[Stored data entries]
Issue #244, opened 2020-10-06
Serializing autofill form


minhtuev:
Currently, the autofill form is stored inside a dictionary object, which is shared among different sessions. This does not allow multiple sessions to share the autofill flow. So the solution should allow the autofill form to serialize for every request.

abhayana24:
@minhtuev @ritvikshrivastava any update on this issue ?

ritvikshrivastava:
Resolved with #262.

PR #262, opened 2020-12-16
Serialize autofill

ritvikshrivastava:
Fixes async behavior for slot-filling. Propagates the partially filled entities through the request object.

### DIFF
--- a/mindmeld/app_manager.py
+++ b/mindmeld/app_manager.py
@@ -292,8 +292,7 @@ class ApplicationManager:
     def _post_dm(self, request, dm_response):
         # Append this item to the history, but don't recursively store history
         prev_request = DialogueResponder.to_json(dm_response)
-        if "history" in prev_request:
-            prev_request.pop("history")
+        prev_request.pop("history")
 
         # limit length of history
         new_history = (prev_request,) + request.history
--- a/mindmeld/app_manager.py
+++ b/mindmeld/app_manager.py
@@ -295,9 +295,9 @@ class ApplicationManager:
         if "history" in prev_request:
             prev_request.pop("history")
 
-            # limit length of history
-            new_history = (prev_request,) + request.history
-            dm_response.history = new_history[: self.max_history_len]
+        # limit length of history
+        new_history = (prev_request,) + request.history
+        dm_response.history = new_history[: self.max_history_len]
 
         # validate outgoing params
         dm_response.params.validate_param("allowed_intents")
--- a/mindmeld/app_manager.py
+++ b/mindmeld/app_manager.py
@@ -146,7 +146,7 @@ class ApplicationManager:
         # We reset the current turn's responder's params
         response = self.responder_class(
             frame=frame,
-            form=[],
+            form={},
             params=Params(),
             slots={},
             history=history,
@@ -200,7 +200,7 @@ class ApplicationManager:
         params = freeze_params(params)
         history = history or []
         frame = frame or {}
-        form = form or []
+        form = form or {}
         context = context or {}
 
         allowed_intents, nlp_params, dm_params = self._pre_nlp(params, verbose)
@@ -223,7 +223,7 @@ class ApplicationManager:
         return modified_dm_responder
 
     async def _parse_async(
-        self, text, params=None, context=None, frame=None, history=None, verbose=False
+        self, text, params=None, context=None, frame=None, form=None, history=None, verbose=False
     ):
         """
         Args:
@@ -256,7 +256,7 @@ class ApplicationManager:
         context = context or {}
         history = history or []
         frame = frame or {}
-        form = form or []
+        form = form or {}
 
         allowed_intents, nlp_params, dm_params = self._pre_nlp(params, verbose)
         # TODO: make an async nlp
@@ -292,11 +292,12 @@ class ApplicationManager:
     def _post_dm(self, request, dm_response):
         # Append this item to the history, but don't recursively store history
         prev_request = DialogueResponder.to_json(dm_response)
-        prev_request.pop("history")
+        if "history" in prev_request:
+            prev_request.pop("history")
 
-        # limit length of history
-        new_history = (prev_request,) + request.history
-        dm_response.history = new_history[: self.max_history_len]
+            # limit length of history
+            new_history = (prev_request,) + request.history
+            dm_response.history = new_history[: self.max_history_len]
 
         # validate outgoing params
         dm_response.params.validate_param("allowed_intents")
--- a/mindmeld/app_manager.py
+++ b/mindmeld/app_manager.py
@@ -132,12 +132,13 @@ class ApplicationManager:
         # TODO: make an async nlp
         self.nlp.load()
 
-    def _pre_dm(self, processed_query, context, params, frame, history):
+    def _pre_dm(self, processed_query, context, params, frame, form, history):
         # We pass in the previous turn's responder's params to the current request
         request = self.request_class(
             context=context,
             history=history,
             frame=frame,
+            form=form,
             params=params,
             **processed_query
         )
@@ -145,6 +146,7 @@ class ApplicationManager:
         # We reset the current turn's responder's params
         response = self.responder_class(
             frame=frame,
+            form=[],
             params=Params(),
             slots={},
             history=history,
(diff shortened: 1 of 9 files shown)


mindmeld/components/dialogue.py
```diff
@@ -920,6 +920,7 @@ def _end_slot_fill(self, request, responder, async_mode):
             history=request.history or [],
             frame=responder.frame or {},
             params=request.params,
+            form=None,
```
vijay120, line 923:
```suggestion
            form=[],
```

mindmeld/components/request.py
```diff
@@ -351,6 +351,9 @@ class Request:
     nbest_aligned_entities = attr.ib(
         default=attr.Factory(tuple), converter=tuple_elems_to_immutable_map
     )
+    form = attr.ib(
+        default=None,
```
vijay120, line 355: I thought this would be an empty list?

mindmeld/components/dialogue.py
```diff
@@ -972,14 +981,20 @@ def __call__(self, request, responder):
             request (Request): The request object.
             responder (DialogueResponder): The responder object.
         """
+
+        # If form iteration in request object, continue using that. 
+        # If None, set to original form.
+        if request.form:
+            self._local_entity_form = request.form or None
```
vijay120, line 988:
```suggestion
        self._local_entity_form = request.form or []
```

vijay120 (commented):
Some comments

ritvikshrivastava:
#244

mindmeld/app_manager.py
```diff
@@ -285,7 +292,8 @@ def _pre_nlp(self, params, verbose=False):
     def _post_dm(self, request, dm_response):
         # Append this item to the history, but don't recursively store history
         prev_request = DialogueResponder.to_json(dm_response)
-        prev_request.pop("history")
+        if "history" in prev_request:
```
vijay120, line 295: We can remove this line even if it fails, since it will fail in master as well

mindmeld/components/dialogue.py
```diff
@@ -935,13 +937,25 @@ async def _end_slot_fill_async(self, request, responder):
         return await self._handler(request, responder)
 
     def _prompt_slot(self, responder, nlr):
+        """Prompts user for missing slot.
+
+        Args:
+            responder (DialogueResponder): responder object.
+            nlr (str): natural language response to prompt for the missing slot.
+        """
+        self._local_form = copy.deepcopy(self._form)
```
vijay120, line 946: Is there anyway we can consolidate `_local_form ` and `_form ` into one data structure instead of having two?

mindmeld/components/dialogue.py
```diff
@@ -972,14 +988,22 @@ def __call__(self, request, responder):
             request (Request): The request object.
             responder (DialogueResponder): The responder object.
         """
+
+        # If form iteration in request object, continue using that.
+        # If None, set to original form.
+        if request.form:
```
vijay120, line 994: `if request.form and request.form["entities"]`

mindmeld/components/dialogue.py
```diff
@@ -972,14 +988,22 @@ def __call__(self, request, responder):
...
+        else:
+            self._local_entity_form = None
+
         if request.text.lower() in self._exit_keys:
             responder.reply(self._exit_response)
             self._exit_flow(responder)
             return
 
-        self._set_next_turn(request, responder)
+        responder = self._set_next_turn(request, responder)
```
vijay120, line 1004: Why do we assign back to responder here while in the past, we didnt?

mindmeld/components/dialogue.py
```diff
@@ -988,6 +1012,18 @@ def __call__(self, request, responder):
             # Fill the form with the entities in the first query
             self._initial_fill(request)
 
+        # convert json response to FormEntity objects (deserialize)
+        for i, slot in enumerate(self._local_entity_form):
+            if not isinstance(slot, FormEntity):
```
vijay120, line 1017: It looks like we assume slot is a dict here, why dont we just check for `if not isinstance(slot, dict):` instead?

mindmeld/components/dialogue.py
```diff
@@ -988,6 +1012,18 @@ def __call__(self, request, responder):
...
+                dict_slot = slot
```
vijay120, line 1018: Do we need to create a new assignment here?

mindmeld/components/dialogue.py
```diff
@@ -988,6 +1012,18 @@ def __call__(self, request, responder):
...
+                slot = FormEntity(entity=dict_slot["entity"])
```
vijay120, line 1019: Why dont we expand the constructor of `FormEntity ` to take in kwargs so that we dont have to do this dict assignment and setattr steps?

mindmeld/components/dialogue.py
```diff
@@ -1233,8 +1272,15 @@ def to_json(instance):
                 serialized_obj[attribute] = tuple(dict(item) for item in value)
             elif isinstance(value, immutables.Map):
                 serialized_obj[attribute] = dict(value)
+            elif value and isinstance(value, dict) and "entities" in value:
```
vijay120, line 1275: I think we should just provide a unique key for the serialized form entity, something like `{'type': 'form_filling', ...}`, so our checks are more explicit instead of relying on a derivative property

mindmeld/components/dialogue.py
```diff
@@ -1233,8 +1272,15 @@ def to_json(instance):
...
+                # Serialize slot-filling form
+                if value["entities"] and any(isinstance(i, FormEntity) for i in value["entities"]):
+                    value = dict(value)
```
vijay120, line 1278: Why do we explicitly do `dict` here we already checked that `isinstance(value, dict)` in the above conditional?

mindmeld/components/dialogue.py
```diff
@@ -1233,8 +1272,15 @@ def to_json(instance):
...
+                    value["entities"] = list(formentity.to_dict() for formentity in value["entities"])
```
vijay120, line 1279: `formentity ` -> `form_entity `

mindmeld/core.py
```diff
@@ -792,6 +793,18 @@ def __init__(
         if self.custom_eval and not callable(custom_eval):
             raise TypeError("Invalid custom validation function type.")
 
+    def to_dict(self):
+        """Converts the entity into a dictionary"""
+        base = {"entity": self.entity}
+        for field in ["role", "responses", "retry_response", "value", "default_eval", "hints", "custom_eval"]:
```
vijay120, line 799: You could use `self.__dict__` to iterate through the writable attributes

vijay120 (changes requested):
Some changes requested

mindmeld/components/dialogue.py
ritvikshrivastava: We don't need to do this, because the responder object is carried in the class, but just for code completeness I added this. Can revert this.

mindmeld/components/dialogue.py
ritvikshrivastava: It fails to write into the dictionary without this explicit conversion

mindmeld/components/dialogue.py
ritvikshrivastava: Ah yes. Changing it to just read `` elif attribute is 'form'``

mindmeld/components/dialogue.py
ritvikshrivastava: Reverted.

mindmeld/components/dialogue.py
ritvikshrivastava: Removed class dependence, made it into a local variable (response_form).

mindmeld/components/dialogue.py
ritvikshrivastava: Updated

mindmeld/core.py
ritvikshrivastava: Thanks!

mindmeld/app_manager.py
ritvikshrivastava: Removed.

vijay120 (approved):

#### HOW TO COMPLETE THIS TASK
From the very first line of the records down to the line with "PR #262, opened 2020-12-16", please write out each line exactly, including both ends and no other lines.

#### ANSWER SPACE
Issue #244, opened 2020-10-06
Serializing autofill form


minhtuev:
Currently, the autofill form is stored inside a dictionary object, which is shared among different sessions. This does not allow multiple sessions to share the autofill flow. So the solution should allow the autofill form to serialize for every request.

abhayana24:
@minhtuev @ritvikshrivastava any update on this issue ?

ritvikshrivastava:
Resolved with #262.

PR #262, opened 2020-12-16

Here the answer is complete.